Source data.
PR #606, opened 2020-06-04
Update `/api` endpoints and swagger docs

### LINKED ISSUE #434: All endpoints should be documented in swagger docs
Just realizing that /api/scheduler is not documented in the swagger docs.  In addition, PR #433 may introduce /api/export.  Both of these need to be documented in the swagger docs.

### LINKED ISSUE #513: Update the `/api` endpoints to `/elyra`

vabarbosa:
Fixes #513 
by changing all endpoints from `/api` to `/elyra`

Fixes #434 
by adding `/elyra/pipeline/schedule` and `/elyra/pipeline/export` into the swagger documentation

 
           in the file; or

           it.

### DIFF
--- a/elyra/api/elyra.yaml
+++ b/elyra/api/elyra.yaml
@@ -9,7 +9,7 @@ info:
 
 paths:
 
-  /api/elyra.yaml:
+  /elyra/elyra.yaml:
     get:
       tags:
       - api
@@ -24,7 +24,7 @@ paths:
         500:
           description: Unexpected error.
 
-  /api/namespace:
+  /elyra/namespace:
     get:
       tags:
       - namespace
@@ -45,7 +45,7 @@ paths:
         500:
           description: Unexpected error.
 
-  /api/schema/{namespace}:
+  /elyra/schema/{namespace}:
     get:
       tags:
       - schema
@@ -76,7 +76,7 @@ paths:
         500:
           description: Unexpected error.
 
-  /api/schema/{namespace}/{resource}:
+  /elyra/schema/{namespace}/{resource}:
     get:
       tags:
       - schema
@@ -107,7 +107,7 @@ paths:
         500:
           description: Unexpected error.
 
-  /api/metadata/{namespace}:
+  /elyra/metadata/{namespace}:
     get:
       tags:
       - metadata
@@ -177,7 +177,7 @@ paths:
         500:
           description: Unexpected error.
 
-  /api/metadata/{namespace}/{resource}:
+  /elyra/metadata/{namespace}/{resource}:
     get:
       tags:
       - metadata
--- a/elyra/api/elyra.yaml
+++ b/elyra/api/elyra.yaml
@@ -449,19 +449,19 @@ components:
     PipelineScheduleResponse:
       description: The set of properties comprising a pipeline processor response entity
       required:
-      - run-url
-      - object-storage-url
-      - object-storage-path
+      - run_url
+      - object_storage_url
+      - object_storage_path
       type: object
       properties:
-        run-url:
+        run_url:
           type: string
           description: The runtime URL to access the pipeline experiment
-        object-storage-url:
+        object_storage_url:
           type: string
           description: The object storage URL to access the pipeline outputs
             and processed notebooks
-        object-storage-path:
+        object_storage_path:
           type: string
           description: The object storage working directory path where the pipeline outputs
             and processed notebooks are located
--- a/elyra/api/elyra.yaml
+++ b/elyra/api/elyra.yaml
@@ -273,6 +273,51 @@ paths:
         500:
           description: Unexpected error.
 
+  /elyra/pipeline/schedule:
+    post:
+      tags:
+      - pipeline
+      summary: Execute pipelines as batch jobs
+      requestBody:
+        required: true
+        content:
+          application/json:
+            schema:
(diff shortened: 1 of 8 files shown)


vabarbosa:
@kevin-bates i have added  `/elyra/pipeline/schedule` and `/elyra/pipeline/export` into the swagger docs. please confirm i correctly interpreted the body and response for each request. thanks.

fyi, i also noticed the response for the `elyra/pipeline/schedule` return an object with key names that contain hyphen (i.e., `run-url`, `object-storage-url`, `object-storage-path`). however all other endpoints use underscore (e.g., `display_name`, `export_format`, etc.)

elyra/api/elyra.yaml
```diff
@@ -364,6 +409,84 @@ components:
...
+                type: object
+                properties: {}
+                description: Runtime configuration that should be used to submit the pipeline
+
+    PipelineScheduleResponse:
+      description: The set of properties comprising a pipeline processor response entity
+      required:
+      - run-url
+      - object-storage-url
+      - object-storage-path
```
kevin-bates, line 454: Per your previous question regarding the use of '-' in response keys, I think we need to be consistent and I view '_' more appropriate (and common) for "code".  My vote would be that these should be changed to underscores.

elyra/api/elyra.yaml
```diff
@@ -273,6 +273,51 @@ paths:
...
+            application/json:
+              schema:
+                type: object
+                properties:
+                  status:
+                    type: string
+                    description: Pipeline export status
+                  message:
+                    type: string
+                    description: Pipeline export message
```
kevin-bates, line 319: Not a fan of redundant responses - especially since it's not providing any [contextual information](https://github.com/elyra-ai/elyra/blob/master/elyra/pipeline/handlers.py#L52-L53) and, literally, not used by the frontend.

I'd rather see us return `204`, but that's probably a larger group decision.  If the response could contain some resource or **anything** related to this particular request, then `200` and that information would be fine.

@akchinSTC - what _is_ the result of an export?  How does the user access the exported pipeline?

Looking at the request body, it seems like `export_path` is probably what we want here.  If that doesn't include the filename on the request, the response should append the filename.

If that file _could be_ accessed via the content service, then the **best** response would be a URI relative to `/api/contents/`.  This would mean that `export_path` is a subdirectory under the notebook root_dir.

Are users given some help as to where `export_path` will be located - or do they have to type in the full thing?  If always relative to root_dir, then the contents URI is the answer (IMO).

akchinSTC: an export in the kfp processor returns the path to the file relative to the file browsers current directory. It gets this information from the pipeline editor widget.
https://github.com/elyra-ai/elyra/blob/6fd7a857ca6bcb2cc7010ba11bae244590885b8c/packages/pipeline-editor/src/PipelineEditorWidget.tsx#L525-L532

kevin-bates: Excellent.  It looks like the export method already [returns the export_path](https://github.com/elyra-ai/elyra/blob/6fd7a857ca6bcb2cc7010ba11bae244590885b8c/elyra/pipeline/processor_kfp.py#L137), so we should just have the handler add that response value to `/api/contents/` as the response.

Here's an example using a pipeline file...
image

elyra/api/elyra.yaml
akchinSTC: +1

vabarbosa: thanks. i agree and have updated the keys to be more consistent (i.e., use `_`)

elyra/api/elyra.yaml
kevin-bates: I conflated things a bit in this discussion.  Its the _Location_ header that should represent the resource URI so I think we should set Location to the appropriate path relative to /api/contents... https://github.com/elyra-ai/elyra/blob/master/elyra/metadata/handlers.py#L68

Then, just have the formal response be the `export_path`.

vabarbosa: thanks... yes i would agree that is better than status/message response... should i go ahead open a new issue/PR for this and work on it there?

Try it.
Copy all the lines from the data above that hold the word "swagger".

Exercise solution.
Update `/api` endpoints and swagger docs
### LINKED ISSUE #434: All endpoints should be documented in swagger docs
Just realizing that /api/scheduler is not documented in the swagger docs.  In addition, PR #433 may introduce /api/export.  Both of these need to be documented in the swagger docs.
by adding `/elyra/pipeline/schedule` and `/elyra/pipeline/export` into the swagger documentation
@kevin-bates i have added  `/elyra/pipeline/schedule` and `/elyra/pipeline/export` into the swagger docs. please confirm i correctly interpreted the body and response for each request. thanks.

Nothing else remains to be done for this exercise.